L’urgence climatique oblige à repenser la gestion des forêts, notamment en introduisant des essences d’arbres provenant de régions plus chaudes et sèches dans des zones plus froides. Cette pratique, appelée migration assistée, consiste à déplacer des espèces végétales vers des habitats qu’elles n’auraient pas colonisés naturellement, mais pourraient le faire sur une période de temps écologique. Le projet Giono de l’ONF, lancé en 2011, vise notamment à déplacer des graines de chênes et de hêtres du Sud de la France vers la forêt de Verdun, afin de renforcer sa résilience face au stress hydrique.
Malgré ses avantages potentiels, la migration assistée n’est pas sans controverse. Une étude publiée dans la revue scientifique Oikos en décembre 2023 met en garde contre les dommages environnementaux collatéraux qu’elle pourrait entraîner, notamment en favorisant un tapis forestier plus inflammable et moins dense. De plus, le recours à des espèces du Sud dans des forêts du Nord pourrait avoir des effets néfastes sur la biodiversité et lutter contre le réchauffement climatique.

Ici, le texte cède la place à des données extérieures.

PR #4232, opened 2017-12-04
OPS-2492 Support redis as an ecommerce celery backend in edx/configur…

coryleeio:
…ation Ansible

Configuration Pull Request
---


playbooks/roles/ecommerce/defaults/main.yml
```diff
@@ -145,11 +145,11 @@ ECOMMERCE_STATICFILES_STORAGE: 'ecommerce.theming.storage.ThemeStorage'
 # Celery
 ECOMMERCE_BROKER_USERNAME: 'celery'
 ECOMMERCE_BROKER_PASSWORD: 'celery'
-# Used as the default RabbitMQ IP.
 ECOMMERCE_BROKER_HOST: '{{ ansible_default_ipv4.address }}'
-# Used as the default RabbitMQ port.
 ECOMMERCE_BROKER_PORT: 5672
-ECOMMERCE_BROKER_URL: 'amqp://{{ ECOMMERCE_BROKER_USERNAME }}:{{ ECOMMERCE_BROKER_PASSWORD }}@{{ ECOMMERCE_BROKER_HOST }}:{{ ECOMMERCE_BROKER_PORT }}'
+ECOMMERCE_CELERY_BROKER_TRANSPORT: 'amqp'
+ECOMMERCE_CELERY_BROKER_HOSTNAME: '{{ ECOMMERCE_BROKER_HOST }}'
```
feanil: NIT: You should flip this around so the default value for `ECOMMERCE_BROKER_HOST` is `{{ ECOMMERCE_CELERY_BROKER_HOST }}` and then set the default value for `ECOMMERCE_CELERY_BROKER_HOST` to `{{ ansible_default_ipv4.address }}`

That way when it comes time to delete things we can just remove the line for the old var and not have to do any other updates.

feanil (approved):
One nit to fix if you want.

playbooks/roles/ecommerce/defaults/main.yml
jdmulloy: @feanil How will this affect configurations that are currently setting `ECOMMERCE_BROKER_HOST`? What Cory did here is similar to what I did in #4189 for backwards compatibility.

playbooks/roles/ecommerce/defaults/main.yml
```diff
@@ -145,11 +145,11 @@ ECOMMERCE_STATICFILES_STORAGE: 'ecommerce.theming.storage.ThemeStorage'
...
+ECOMMERCE_BROKER_URL: '{{ ECOMMERCE_CELERY_BROKER_TRANSPORT }}://{{ ECOMMERCE_BROKER_USERNAME }}:{{ ECOMMERCE_BROKER_PASSWORD }}@{{ ECOMMERCE_CELERY_BROKER_HOSTNAME }}:{{ ECOMMERCE_BROKER_PORT }}'
```
jdmulloy: Some of these variables say Celery and some don't. Can and/or should we rework it to make them consistent? Unfortunately it will require some changes to existing configs and some backwards compatibility. So I would like opinions on whether or not it's worth it.

jdmulloy (changes requested):

playbooks/roles/ecommerce/defaults/main.yml
coryleeio: Took care of this by removing celery so it would be consistent with the other ecommerce variables if not edxapp, for consistency as we discussed.

playbooks/roles/ecommerce/defaults/main.yml
coryleeio: I went ahead and flipped them for ease, I'd say it's not a big deal if they're not perfectly consistent.  The tickets are pretty straight forward anyway, just having you delete a variable or two for cleanup

playbooks/roles/ecommerce/defaults/main.yml
```diff
@@ -145,11 +145,11 @@ ECOMMERCE_STATICFILES_STORAGE: 'ecommerce.theming.storage.ThemeStorage'
 # Celery
 ECOMMERCE_BROKER_USERNAME: 'celery'
 ECOMMERCE_BROKER_PASSWORD: 'celery'
-# Used as the default RabbitMQ IP.
-ECOMMERCE_BROKER_HOST: '{{ ansible_default_ipv4.address }}'
-# Used as the default RabbitMQ port.
+ECOMMERCE_BROKER_HOST: '{{ ECOMMERCE_BROKER_HOSTNAME }}'
```
jdmulloy: Now that the diff has been simplified, I'm wondering if we need to rename `ECOMMERCE_BROKER_HOST` to `ECOMMERCE_BROKER_HOSTNAME`

jdmulloy (changes requested):

playbooks/roles/ecommerce/defaults/main.yml
coryleeio: We need to keep ECOMMERCE_BROKER_HOST for backwards compatibility until hawthorne I believe

playbooks/roles/ecommerce/defaults/main.yml
coryleeio: @feanil @jdmulloy I realized actually you can't flip them unless you continue to use HOST in the URL instead of hostname, otherwise you will overwrite what the user may have set HOST to with HOSTNAME

example:
If we use the new value of HOSTNAME in the URL
user has legacy value of HOST set to 10.10.10.10
we set HOSTNAME to '{{ ansible_default_ipv4.address }}' , they dont have HOSTNAME in the config so in the URL we just changed their host to localhost.

We could continue to key the URL off of the old value HOST to fix this, however then you can't just delete the variable anymore.   I'm going to revert this change I made to align it back with the way the other variable is being done for consistency and to not break backwards compatibility.

playbooks/roles/ecommerce/defaults/main.yml
coryleeio: After discussion we removed Hostname keeping only host.

feanil (approved):

CHANGELOG.md
```diff
@@ -1,3 +1,6 @@
+- Role: ecommerce
+  - Added `ECOMMERCE_BROKER_TRANSPORT` with a default value of 'ampq' to be backwards compatible with rabbit.  Set to 'redis' if you wish to use redis instead of rabbit as a queue for ecommerce.
```
jdmulloy, line 5: Can you also mention the equivalent variable for worker?

playbooks/roles/ecomworker/defaults/main.yml
```diff
@@ -33,8 +33,9 @@ ECOMMERCE_WORKER_BROKER_PASSWORD: 'celery'
 ECOMMERCE_WORKER_BROKER_HOST: '{{ ansible_default_ipv4.address }}'
 # Used as the default RabbitMQ port.
 ECOMMERCE_WORKER_BROKER_PORT: 5672
+ECOMMERCE_WORKER_BROKER_TRANSPORT: 'amqp'
```
jdmulloy, line 36: Maybe this should reference ECOMMERCE_BROKER_TRANSPORT.

i.e. `ECOMMERCE_WORKER_BROKER_TRANSPORT: '{{ ECOMMERCE_BROKER_TRANSPORT }}'`

jdmulloy (changes requested):

playbooks/roles/ecomworker/defaults/main.yml
coryleeio: We discussed this and decided not to make the change since it is in a different file

CHANGELOG.md
coryleeio: For our reference - we discussed this and decided to split it into two entries since they are different files

jdmulloy (approved):

PR #3921, opened 2017-06-15
Updated credentials play to use edx_django_service play

clintonb:
- This removes the duplication across the various IDA configurations
- Updated Dockerfile for Docker-based devstack

LEARNER-816

**Testing**
- [x] Docker
- [x] Sandbox
- [x] Loadtest

PR #4234, opened 2017-12-04
Updated credentials to use client-specific JWT issuer

clintonb:
LEARNER-3165

Caused by https://github.com/edx/configuration/pull/3921


clintonb:
LMS is using client-specific credentials: https://github.com/edx/edx-platform/blob/9efa7770f8c06bc37174e1a7da3503eb761953d6/openedx/core/djangoapps/programs/tasks/v1/tasks.py#L54.

I don't remember why we decided to do this, but we should stop. I have created [LEARNER-3441](https://openedx.atlassian.net/browse/LEARNER-3441) to fix this permanently.

feanil (approved):

PR #4246, opened 2017-12-11
Coryleeio/install splunk app via ansible

coryleeio:
Configuration Pull Request
---

### DIFF
--- a/playbooks/roles/splunk-server/defaults/main.yml
+++ b/playbooks/roles/splunk-server/defaults/main.yml
@@ -74,9 +74,7 @@ SPLUNK_APP_S3_PATH: 's3://edx-splunk/apps'
 SPLUNK_APP_DOWNLOAD_PATH: "{{ splunk_home }}/etc/apps/app_downloads"
   # Source bucket for splunk apps
 
-SPLUNK_APP_TARS: 
-  - file_name: "splunk-app-for-jenkins_107.tgz"
-    md5sum: "253385a0a68caea04e81fdb4d3083dd9"
+SPLUNK_APP_TARS: []
   # A list of dicts that contains tars of splunk apps to install, and their md5sum
   # Download new apps from splunkbase(includes md5 hash):
   # https://splunkbase.splunk.com/apps/
--- a/playbooks/roles/splunk-server/defaults/main.yml
+++ b/playbooks/roles/splunk-server/defaults/main.yml
@@ -70,7 +70,12 @@ SPLUNK_DASHBOARDS: []
   # e.g.
   # - {{ role_path }}/../../../secure-repo/path/to/templates/template.xml.j2
 
-SPLUNK_APP_S3_PATH: 's3://edx-splunk/apps'
+SPLUNK_APP_S3_PATH: 'BUCKET_S3_URL_GOES_HERE' 
+  # This is the bucket where splunk apps are stored
+  # A valid bucket name is not provided above because we dont want the bucket to be claimed by someone else
+  # 
+  # example: s3://my-bucket-goes-here
+
 SPLUNK_APP_DOWNLOAD_PATH: "{{ splunk_home }}/etc/apps/app_downloads"
   # Source bucket for splunk apps
 
--- a/playbooks/roles/splunk-server/defaults/main.yml
+++ b/playbooks/roles/splunk-server/defaults/main.yml
@@ -70,6 +70,21 @@ SPLUNK_DASHBOARDS: []
   # e.g.
   # - {{ role_path }}/../../../secure-repo/path/to/templates/template.xml.j2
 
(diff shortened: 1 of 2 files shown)


playbooks/roles/splunk-server/defaults/main.yml
```diff
@@ -70,6 +70,19 @@ SPLUNK_DASHBOARDS: []
   # e.g.
   # - {{ role_path }}/../../../secure-repo/path/to/templates/template.xml.j2
 
+SPLUNK_APP_S3_PATH: 's3://edx-splunk/apps'
```
feanil: We shouldn't put our bucket names in the public repo. Put in a placeholder here and override this in our internal config.

playbooks/roles/splunk-server/tasks/main.yml
```diff
@@ -160,6 +160,44 @@
...
+  unarchive:
+    copy: no
+    src: "{{ SPLUNK_APP_DOWNLOAD_PATH }}/{{ item.file_name }}"
+    dest: "{{ splunk_home }}/etc/apps"
+  tags:
+    - install
+    - install:configuration
+  with_items:
+  - "{{ SPLUNK_APP_TARS }}"
+
```
feanil, line 211: Should we remove the tar files here to clean up after ourselves?

playbooks/roles/splunk-server/defaults/main.yml
coryleeio: Kk will do.

playbooks/roles/splunk-server/tasks/main.yml
coryleeio: I was leaving it around to prevent it from re-unarchiving if the role is run more than once, but after reading the docs I see that this doesn't do anything since it's using gtar --diff anyway, so i'll go ahead and clean those up.

On the cleanup note - 
The opt/splunk/etc/apps folder contains the apps, but it also contains a searches directory.  

Should I purge this directory with the exception of the search directory?
Otherwise our app install isn't idempotent.

coryleeio: For example if you installed jenkins_splunk_107.tgz then installed jenkins_splunk_108.tgz on the same server you would probably wind up with both installed.

playbooks/roles/splunk-server/defaults/main.yml
```diff
@@ -70,6 +70,24 @@ SPLUNK_DASHBOARDS: []
...
   # - {{ role_path }}/../../../secure-repo/path/to/templates/template.xml.j2
 
+SPLUNK_APP_S3_PATH: 'BUCKET_S3_URL_GOES_HERE' 
+  # This is the bucket where splunk apps are stored
+  # A valid bucket name is not provided above because we dont want the bucket to be claimed by someone else
+  # 
+  # example: s3://my-bucket-goes-here
+
+SPLUNK_APP_DOWNLOAD_PATH: "{{ splunk_home }}/etc/apps/app_downloads"
+  # Source bucket for splunk apps
```
feanil: Comment should talk about the download path.

playbooks/roles/splunk-server/defaults/main.yml
```diff
@@ -70,6 +70,24 @@ SPLUNK_DASHBOARDS: []
...
+
+SPLUNK_APP_TARS: []
+  # A list of dicts that contains tars of splunk apps to install, and their md5sum
+  # Download new apps from splunkbase(includes md5 hash):
+  # https://splunkbase.splunk.com/apps/
+  # Put them in SPLUNK_APP_S3_PATH
+  # Add an entry to this dict
+  # Apps will be installed if md5sum is correct, otherwise the task will fail
+  # See https://docs.splunk.com/Documentation/UnixApp/5.2.3/User/InstalltheSplunkAppforUnixandLinux#Install_the_Splunk_App_for_Unix_and_Linux_from_the_command_line
```
feanil, line 89: Add an example of what the structure of the dict looks like(which keys).

playbooks/roles/splunk-server/tasks/main.yml
```diff
@@ -160,6 +160,56 @@
...
+    owner: "{{ splunk_user }}"
+    group: "{{ splunk_user }}"
+    mode: 0755
+    state: directory
+  tags:
+    - install
+    - install:configuration
+
+- name: discover existing app tars
+  shell: "test -f {{ SPLUNK_APP_DOWNLOAD_PATH }}/{{ item.file_name }}"
```
feanil: NIT: Why not use [stat](http://docs.ansible.com/ansible/latest/stat_module.html) instead?

feanil (approved):
Couple of doc fixes which should be done before merging and a NIT on the test which you can fix if you want to.

PR #4251, opened 2017-12-14
Add EDX_PLATFORM_REVISION env var for Studio/LMS

ormsbee:
Useful for debug purposes, and better to add this via variable than to take the hit to do a dealer.git call on LMS/Studio startup (which was how it was being done before).

Configuration Pull Request
---


ormsbee:
Related to https://github.com/edx/edx-platform/pull/16901

ormsbee:
Tested on sandbox:

```
[ormsbee-sandbox] ormsbee@ormsbee i-0f00478bd1d9d1259:/edx/app/edxapp/edx-platform$ /edx/bin/edxapp-shell-lms
2017-12-14 15:12:57,295 INFO 25043 [dd.dogapi] dog_stats_api.py:66 - Initializing dog api to use statsd: localhost, 8125
Python 2.7.12 (default, Nov 20 2017, 18:23:56)
[GCC 5.4.0 20160609] on linux2
Type "help", "copyright", "credits" or "license" for more information.
(InteractiveConsole)
>>> from django.conf import settings
>>> settings.EDX_PLATFORM_REVISION
u'ormsbee/remove_git_lms'
```

ormsbee:
Ah, need CHANGELOG entry. Will have that shortly.

ormsbee:
@nasthagiri: FYI: the other half of edx/edx-platform#16901

playbooks/roles/edxapp/defaults/main.yml
```diff
@@ -982,6 +982,7 @@ generic_env_config:  &edxapp_generic_env
   CREDENTIALS_PUBLIC_SERVICE_URL: "{{ EDXAPP_CREDENTIALS_PUBLIC_SERVICE_URL }}"
   ECOMMERCE_PUBLIC_URL_ROOT: "{{ EDXAPP_ECOMMERCE_PUBLIC_URL_ROOT }}"
   ECOMMERCE_API_URL: "{{ EDXAPP_ECOMMERCE_API_URL }}"
+  EDX_PLATFORM_REVISION: "{{ edx_platform_version }}"
```
nasthagiri, line 985: Not all CAPS?

nasthagiri, line 985: Curious: Where will it get populated from now?

nasthagiri (approved):

playbooks/roles/edxapp/defaults/main.yml
ormsbee: The variable it's being read from already exists. I'm just re-using it.

nasthagiri: hmm.. ok.  just noticed that it's the only variable here that's not in all caps.

ormsbee: Ansible will compile this out to lms.env.json and cms.env.json, though I'm fuzzy on the details. I've tested in the sandbox and it seems to work correctly, though it reflects the branch name and not the commit hash -- the `edx_platform_version` is anything that git will accept as a checkout name (so hash, tag, branch, etc.). I'm hoping this is good enough for our purposes.

ormsbee:
@edx/devops: A tiny addition, if someone has time to review. Thank you.

playbooks/roles/edxapp/defaults/main.yml
fredsmith: our convention is that non-caps variables are not intended to be overriden by environment specific configs.  Otherwise they're OK to use. 👍

fredsmith: I think it should, mostly, come from GoCD materials.  This won't be particularly useful on sandboxes where the platform revision is a static version string and not a hash.

fredsmith (approved):

playbooks/roles/edxapp/defaults/main.yml
ormsbee: Right, the main goal is staging and prod. Cool, thank you very much!

PR #4254, opened 2017-12-17
Limit oauth2 by IP to do at most 20 requests/second.

feanil:
Configuration Pull Request
---

For reference before the issue this afternoon our total RPM was about 30.  This should be plenty for legit traffic but should slow down the rest.

### DIFF
--- a/playbooks/roles/nginx/templates/edx/app/nginx/sites-available/lms.j2
+++ b/playbooks/roles/nginx/templates/edx/app/nginx/sites-available/lms.j2
@@ -15,7 +15,7 @@ upstream lms-backend {
 # Make Zone
 limit_req_zone $cookie_{{ EDXAPP_SESSION_COOKIE_NAME }} zone=cookies:10m rate={{ EDXAPP_COURSES_REQUEST_RATE }};
 
-limit_req_zone $binary_remote_addr zone=iplimit:10m rate=20r/s
+limit_req_zone $http_x_forwarded_for zone=iplimit:10m rate=20r/s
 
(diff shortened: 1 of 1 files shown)


playbooks/roles/nginx/templates/edx/app/nginx/sites-available/lms.j2
```diff
@@ -15,6 +15,8 @@ upstream lms-backend {
 # Make Zone
 limit_req_zone $cookie_{{ EDXAPP_SESSION_COOKIE_NAME }} zone=cookies:10m rate={{ EDXAPP_COURSES_REQUEST_RATE }};
 
+limit_req_zone $binary_remote_addr zone=iplimit:10m rate=20r/s
```
ormsbee: Sorry, I'm not very familiar with nginx conf... `binary_remote_addr` gets the real remote IP forwarded in headers and not the address of the ELB, right?

coryleeio (approved):

playbooks/roles/nginx/templates/edx/app/nginx/sites-available/lms.j2
coryleeio: I *think* it is the real remote based on this post:

https://stackoverflow.com/questions/34572486/nginx-rate-limit-and-real-ip-module

ormsbee: Okay. And that's 20 requests a second? I don't really care about the specific number, I just want to understand since the PR says 10.

PR #4255, opened 2017-12-18
Add sqlite fix role to jenkins worker as dependency.

doctoryes:
Configuration Pull Request
---
This configuration change adds the sqlite upgrade fix to Jenkins workers, as we're seeing sqlite3 crashes during Django 1.9+ testing.

@macdiesel @bmedx The `tags` and `with` were added in this PR: https://github.com/edx/configuration/pull/4021 . This PR removes the tags to use the fix elsewhere - will this change cause devstack problems?

@estute @jzoldak Does this change look OK for the Jenkins workers?

### DIFF
--- a/playbooks/roles/devstack_sqlite_fix/tasks/main.yml
+++ b/playbooks/roles/devstack_sqlite_fix/tasks/main.yml
@@ -4,11 +4,6 @@
     path: "{{ SQLITE_FIX_TMP_DIR }}"
     state: directory
     mode: 0775
-  when: devstack is defined and devstack
-  tags:
-    - devstack
-    - devstack:install
-
 
 # Tasks to download and upgrade pysqlite to prevent segfaults when testing in devstack
 - name: Download and unzip sqlite autoconf update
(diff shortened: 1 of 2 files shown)


doctoryes:
@jmbowman @pwnage101 FYI

pwnage101:
shouldn't we also transfer the `devstack` and `devstack:install` tags to the role instantiation at https://github.com/edx/configuration/blob/d3b8f3aab7aedbaf3cd7bf22d09a2cbd219a5b1d/playbooks/edx-east/edxapp.yml#L23-L24 ?

jzoldak:
@doctoryes makes sense to me. we will need to create a new ami for the jenkins worker with the build-packer-ami job, then change the reference to this new ami in the jenkins master configuration.

jmbowman:
Will this actually fix the issue for tox runs?  Tox has its own virtualenv, so I would expect it to just go ahead and `pip install` a new copy of pysqlite which points back at the SQLite version bundled with Python.

doctoryes:
@jmbowman Hmm - I had assumed that the underlying image's version of sqlite would be updated in the process. But looks like `build_static` would put the libs in the Python pysqlite installation itself. As you've pointed out offline, it's strange that we're then not seeing sqlite crashes on Jenkins machines. But - I'm convinced that this PR's changes won't actually fix the sqlite crashes in the tox environment - so I'm closing this PR in favor of a tox-based solution.

Thanks for the reviews, all!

Les critiques se concentrent également sur le modèle de sylviculture monospécifique perpétué par la migration assistée, qui favorise des essences uniques sur de grandes surfaces. Cependant, des projets comme Migforest explorent la possibilité de mélanger plusieurs essences pour accroître la résilience des forêts.
Malgré les incertitudes quant à l’adaptation des essences déplacées au climat actuel et futur, la migration assistée reste une option parmi d’autres pour adapter les forêts aux changements climatiques. Les experts soulignent que c’est un pari sylvicole pris par l’ONF, qui continue à expérimenter et à évaluer les impacts de cette pratique.
En conclusion, la migration assistée suscite des débats au sein de la communauté scientifique. Entre avantages potentiels et risques environnementaux, il est essentiel de peser les pour et les contre de cette approche avant de généraliser son utilisation. L’adaptation des forêts au changement climatique nécessite une réflexion approfondie et une prise de décision éclairée pour assurer la durabilité des écosystèmes forestiers.